A shame faced Ismail re-appeared to break the news the track simply disappeared about a quarter of a mile further on. There was nothing for it but to go back the way we’d come. Except the road was already too narrow to allow Jawad to turn the vehicle so we had an agonizing thirty minutes of American accented ‘Attention please, this car is backing up’. My suggestion of pulling out a wire produced such a look of horror on Hussain’s face the idea was quickly dropped. I nursed a slight hope the mechanism might self-destruct under the strain of overuse but the nasal tones rang out with what seemed to be an increasingly persistent warning. Finally Jawad decided that it might be better to risk falling down the mountain in the middle of a three point (well, probably six) turn, rather than witness his passengers have nervous breakdowns.
Hussain asked everyone we met on the road, and in a village shop but no one knew of our patient. One man thought he knew of a person with leprosy and gave directions to a farm.
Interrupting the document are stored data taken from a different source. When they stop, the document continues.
PR #451, opened 2024-11-12
chore: precommit yml

thesimplekid:

PR #452, opened 2024-11-13
Update Id::try_from to return a u32 and remove redundant logic in nut13::derive_path_from_keyset_id

vnprc:
Recreating [this PR ](https://github.com/cashubtc/cdk/pull/447)without including other contributors' changes in the diff.

The existing `TryFrom<Id>` trait implementation returns a u64 but can only contain values that fit within a u32 according to the [nut13 protocol definition](https://github.com/cashubtc/nuts/blob/main/13.md#keyset-id). This PR changes the existing implementation to return a u32 and defines two new TryFrom trait implementations that can be used to convert a keyset ID to and from a u64 with no data loss.

I have also opened a PR to clarify the language in NUT13 [here](https://github.com/cashubtc/nuts/pull/189).

### DIFF
--- a/crates/cdk/src/nuts/nut02.rs
+++ b/crates/cdk/src/nuts/nut02.rs
@@ -123,6 +123,7 @@ impl Id {
 }
 
 // Used to generate a compressed unique identifier as part of the NUT13 spec
+// This is a one-way function
 impl From<Id> for u32 {
     fn from(value: Id) -> Self {
         let hex_bytes: [u8; 8] = value.as_bytes();
--- a/crates/cdk/src/nuts/nut02.rs
+++ b/crates/cdk/src/nuts/nut02.rs
@@ -112,17 +112,24 @@ impl Id {
             id: bytes[1..].try_into()?,
         })
     }
+
+    /// [`Id`] as bytes
+    pub fn as_bytes(&self) -> [u8; Self::BYTELEN + 1] {
+        let mut bytes = [0u8; Self::BYTELEN + 1];
+        bytes[0] = self.version.to_byte();
+        bytes[1..].copy_from_slice(&self.id);
+        bytes
+    }
 }
 
-impl TryFrom<Id> for u32 {
-    type Error = Error;
-    fn try_from(value: Id) -> Result<Self, Self::Error> {
-        let hex_bytes: [u8; 8] = value.to_bytes().try_into().map_err(|_| Error::Length)?;
+// Used to generate a compressed unique identifier as part of the NUT13 spec
+impl From<Id> for u32 {
+    fn from(value: Id) -> Self {
+        let hex_bytes: [u8; 8] = value.as_bytes();
 
         let int = u64::from_be_bytes(hex_bytes);
 
-        let result = (int % (2_u64.pow(31) - 1)) as u32;
-        Ok(result)
+        (int % (2_u64.pow(31) - 1)) as u32
     }
 }
 
@@ -491,7 +498,7 @@ mod test {
     fn test_to_int() {
         let id = Id::from_str("009a1f293253e41e").unwrap();
 
-        let id_int = u32::try_from(id).unwrap();
+        let id_int = u32::from(id);
         assert_eq!(864559728, id_int)
     }
 
--- a/crates/cdk/src/nuts/nut02.rs
+++ b/crates/cdk/src/nuts/nut02.rs
@@ -114,14 +114,33 @@ impl Id {
     }
 }
 
-impl TryFrom<Id> for u64 {
+impl TryFrom<Id> for u32 {
     type Error = Error;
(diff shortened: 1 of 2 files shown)


crates/cdk/src/nuts/nut02.rs
```diff
@@ -114,14 +114,33 @@ impl Id {
...
+    }
+}
+
+impl TryFrom<Id> for u64 {
+    type Error = Error;
+
+    fn try_from(value: Id) -> Result<Self, Self::Error> {
+        let bytes = value.to_bytes();
+        let byte_array: [u8; 8] = bytes.try_into().map_err(|_| Error::Length)?;
+        Ok(u64::from_be_bytes(byte_array))
```
thesimplekid, line 143: I'm hesitant to put in these u64 conversion and have the u32 one that does the module as defined in the nut. I think it maybe best to change the current `TryFrom<Id> for u64` to `TryFrom<Id> for u32` as you've done but to leave the u64 conversion out. Converting to and from u64 can be done outside cdk if thats needed for something as cdk should be kept to whats defined in the nuts.

vnprc: I see now I broke some other stuff with this change to u32. It's definitely good to isolate this change.

vnprc: don't merge, nut13 unit test incoming...

vnprc:
I wrote a test for the nut13 functionality and ran it on the commit where it was broken...and it passed! Turns out we were reducing the keyset ID to 32 bits twice, once in the TryFrom impl and again in `derive_path_from_keyset_id`. Now with a unit test we can be sure that deriving the path works correctly and only reduce the keyset to u32 once.

PS I'm having to use `--no-verify` to commit. Not sure how to fix it but I can run all the checks using just.

thesimplekid:
> Turns out we were reducing the keyset ID to 32 bits twice, once in the TryFrom impl and again in derive_path_from_keyset_id

Yeah I noticed that, I'm gonna write some full integration tests deriving from seed to make sure we haven't changed that before we merge this. 

> Not sure I agree with you about leaving out the u64 TryFrom impl but you are the captain. Disagree and commit. 🫡

Happy to hear a counter argument. 

> PS I'm having to use --no-verify to commit. Not sure how to fix it but I can run all the checks using just.

I know precommit still giving issues going to fix that here https://github.com/cashubtc/cdk/pull/451

thesimplekid:
Noticed while we're here we can actually make it a `From` instead of a `TryFrom` if we add that to https://github.com/cashubtc/cdk/blob/f3ae4f4862ef42196fa24324750655175763cd7d/crates/cdk/src/nuts/nut02.rs#L107 can do this as a different pr if you don't want to include it here. 

```rust
    pub fn as_bytes(&self) -> [u8; Self::BYTELEN + 1] {
        let mut bytes = [0u8; Self::BYTELEN + 1];
        bytes[0] = self.version.to_byte();
        bytes[1..].copy_from_slice(&self.id);
        bytes
    }
```

vnprc:
Nice!

thesimplekid:
> Another potential reason not to implement From<Id> for u64 and it's inverse is that it could create confusion with From<Id> for u32. This is best solved with code documentation, IMO.

This is my issue with it - not that it's not in the spec but that it's potentially in conflict with what is. If someone has a u32 they may expect they can safely convert it to u64 to do From<u64> for Id, but that conversion path isn't actually safe since they can't know if data was lost when converting from Id to u32 via From<Id> for u32. Having these functions is too likely to lead to potential bugs, and adding docs isn't a reliable safeguard as documentation can be easily overlooked.

While I understand the desire to reduce complexity for higher-level developers and that is the goal of cdk, in this case the risk of subtle bugs outweighs the benefit. Even though implementing this trivial conversion outside cdk requires more work, it's preferable to having potentially unsafe implicit conversions in the library itself. This is especially important for a low-level library where predictability and safety should take precedence over convenience.

thesimplekid (approved):

vnprc:
Gotcha, makes sense.

> If someone has a u32 they may expect they can safely convert it to u64 to do From for Id

Yeah I thought that was where you were gonna go initially. What do you think about this?

```
impl From<u32> for Id {
    fn from(value: Id) -> Self {
        panic!("Conversion from u32 to Id is not allowed. This operation is invalid and should never be performed.");
    }
}
```

thesimplekid:
In general, we don't use panic in cdk other then tests always return an error. 

Here specifically, I don't think there is any need to add a function that will always panic or return an error the omission of a function supporting it implicitly signals it can't/shouldn't be done. This also introduces a runtime panic instead of a developer trying to do the conversion and realizing there is no function for it when developing a much preferable time for this realization. 

If we want to be more explicit about it being a one way function and why we can add to that documentation on the `From<Id> for u32`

The way was obstructed by a small river whose muddy banks were too soft to bear the weight of the jeep so Hussain and Ismail continued on foot to the farm, returning after almost an hour looking thoroughly fed up. Eventually Hussain had to admit defeat and abandon the fruitless search.
A whole day wasted, leaving us tired and with a guilty niggle that perhaps we had not done enough to find the missing patient. Perhaps he was afraid his neighbours would ostracise him if it was known he had leprosy and he didn’t want to be found. To cheer everyone up I introduced the game of ‘I Went to Market and Bought’ which, played in English, soon had everyone laughing as they struggled to remember the ever lengthening alphabetical shopping list.
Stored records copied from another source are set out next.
PR #458, opened 2024-11-16
Add support for pure integration tests

ok300:
### Description

This PR embeds the `mint_url` in the `HttpClient` itself, since every of its methods was anyway always with the wallet's `mint_url` as arg.

This has a few other benefits:
- it will make it easier to encapsulate logic for mints with multiple URLs inside `HttpClient` ("if URL A fails, try URL B")
- it makes "pure integration tests" possible, which can call and test mint methods without the extra HTTP layer

-----

### Notes to the reviewers

-----

#### CHANGED

Add support for pure integration tests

A second outing, to the home of one of the newly registered leprosy patients was more successful. The family were obviously very poor and the room in which we sat, although spotlessly clean, had nothing more than one threadbare gilim on the floor and a bright red geranium in a pot on the windowsill. The patient, Moosa, had been referred to Hussain by a doctor in Angoori bazaar – one of the few doctors in Afghanistan who knew anything about leprosy. Moosa had long been suspicious the tell-tale anaesthetic patches indicated the dreaded disease. Like many others, he had tried to hide the signs, afraid once it was known he had leprosy, he would be forced by the community to live as a social outcast. The doctor assured him the disease could be cured and sent him to Hussain.
At the clinic Hussain had explained how easy it was to cure the disease if Moosa took his medication regularly, and promised if he followed advice he need never suffer from the deformities which have made leprosy a disease feared throughout history. During the house visit Ismail began to teach the patient how to protect and care for his feet, showing him how to rub off the hard skin with a stone, how to soak and oil his feet each day to prevent cracks in the skin which, if left untended could cause ulcers.
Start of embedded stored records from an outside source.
PR #468, opened 2024-11-21
Melt token with amountless

mubarak23:
### Description
Base on the PR: [https://github.com/cashubtc/nuts/pull/173](https://github.com/cashubtc/nuts/pull/173)

mint can accept amountless invoice when melting token, 

added setting in `MeltMethodSettings` for `amount_less` also handle cases where we are trying to melt token and amount_less invoice is provvided

### Checklist

### DIFF
--- a/crates/cdk-mintd/src/main.rs
+++ b/crates/cdk-mintd/src/main.rs
@@ -148,6 +148,7 @@ async fn main() -> anyhow::Result<()> {
                 CurrencyUnit::Sat,
                 PaymentMethod::Bolt11,
                 mint_melt_limits,
+                Some(false),
                 cln.clone(),
             );
         }
@@ -167,6 +168,7 @@ async fn main() -> anyhow::Result<()> {
                     unit,
                     PaymentMethod::Bolt11,
                     mint_melt_limits,
+                    Some(false),
                     Arc::new(strike),
                 );
             }
@@ -181,6 +183,7 @@ async fn main() -> anyhow::Result<()> {
                 CurrencyUnit::Sat,
                 PaymentMethod::Bolt11,
                 mint_melt_limits,
+                Some(false),
                 Arc::new(lnbits),
             );
         }
@@ -194,6 +197,7 @@ async fn main() -> anyhow::Result<()> {
                 CurrencyUnit::Sat,
                 PaymentMethod::Bolt11,
                 mint_melt_limits,
+                Some(false),
                 Arc::new(phd),
             );
         }
@@ -207,6 +211,7 @@ async fn main() -> anyhow::Result<()> {
                 CurrencyUnit::Sat,
                 PaymentMethod::Bolt11,
                 mint_melt_limits,
+                Some(false),
                 Arc::new(lnd),
             );
         }
@@ -224,6 +229,7 @@ async fn main() -> anyhow::Result<()> {
                     unit.clone(),
                     PaymentMethod::Bolt11,
                     mint_melt_limits,
+                    Some(false),
                     fake.clone(),
                 );
             }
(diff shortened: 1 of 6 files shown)


crates/cdk/src/nuts/nut05.rs
```diff
@@ -264,6 +266,8 @@ pub struct MeltMethodSettings {
     /// Max Amount
     #[serde(skip_serializing_if = "Option::is_none")]
     pub max_amount: Option<Amount>,
+    /// Amountless
+    pub amount_less: bool,
```
thesimplekid, line 270:
```suggestion
    pub amountless: Option<bool>,
```

The NUTs PR has this without an underscore and it can be null so it much match here.

crates/cdk-mintd/src/main.rs
```diff
@@ -148,6 +148,7 @@ async fn main() -> anyhow::Result<()> {
                 CurrencyUnit::Sat,
                 PaymentMethod::Bolt11,
                 mint_melt_limits,
+                Some(false),
```
thesimplekid, line 151: CLN and some of the other backends can support paying amountless invoices, so that should be updated to actually support this change where we can and not just support the new field but disable it.

thesimplekid (changes requested):

crates/cdk/src/nuts/nut05.rs
```diff
@@ -305,6 +312,7 @@ impl Default for Settings {
             unit: CurrencyUnit::Sat,
             min_amount: Some(Amount::from(1)),
             max_amount: Some(Amount::from(1000000)),
+            amount_less: false,
```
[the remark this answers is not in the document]
thesimplekid: We shouldn't have to update any tests as this isn't a breaking change that's why in the nut PR it is an optional field. However we should add new tests to test with an amountless invoice.

crates/cdk/src/mint/melt.rs
```diff
@@ -93,6 +123,14 @@ impl Mint {
             Error::UnitUnsupported
         })?;
 
+        // check amountless (amount in meltbolt11request) is equal to payment_quote.amount
```
thesimplekid, line 126: Why do we need to check this, shouldn't we be setting the amount?

thesimplekid (changes requested):

crates/cdk-mintd/src/main.rs
```diff
@@ -148,6 +148,7 @@ async fn main() -> anyhow::Result<()> {
                 CurrencyUnit::Sat,
                 PaymentMethod::Bolt11,
                 mint_melt_limits,
+                Some(true),
```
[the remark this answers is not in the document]
mubarak23: can you explain further on "The ln backends need to be modified to support it." @thesimplekid

crates/cdk/src/mint/melt.rs
```diff
@@ -48,6 +48,32 @@ impl Mint {
         }
     }
 
+    fn check_amount_less_invoice(
```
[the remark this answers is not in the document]
mubarak23: i don't think this can be in side `check_melt_request_acceptable` because  inside `check_amount_less_invoice` we are checking to the optional amount field value is equal to the amount inside the invoice request (payment_quote)

and right now check_melt_request_acceptable is handle before  `ln.get_payment_quote()`

crates/cdk/src/mint/melt.rs
mubarak23: do you mean mint return an amount, 

if this is the case, mint does not know the amount of ecash a wallet making the melt qoute request has.

mubarak23: if mint is setting the amount coming from the option field in `MeltQuoteBolt11Request` then , we need to check to ensure only mint that support amountless payment can handle this.

thesimplekid:
close for #497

While all this was going on I examined the women and girls in the family. This caused great hilarity, especially when one little girl ran away, screaming hysterically, convinced I was about to give her an injection. She was brought back and tearfully submitted to the examination after which she joined in the general laughter.
The family invited us to stay for lunch. None of us felt we should burden this poor family with the cost of feeding us but Moosa was insistent. Hussain whispered to me we should accept in case he thought we were refusing to eat with him because he had leprosy. There were many apologies for the humbleness of the meal but, served with simple dignity, the large bowl of yoghurt, crisp spring onions, fresh, warm bread and salt became a banquet.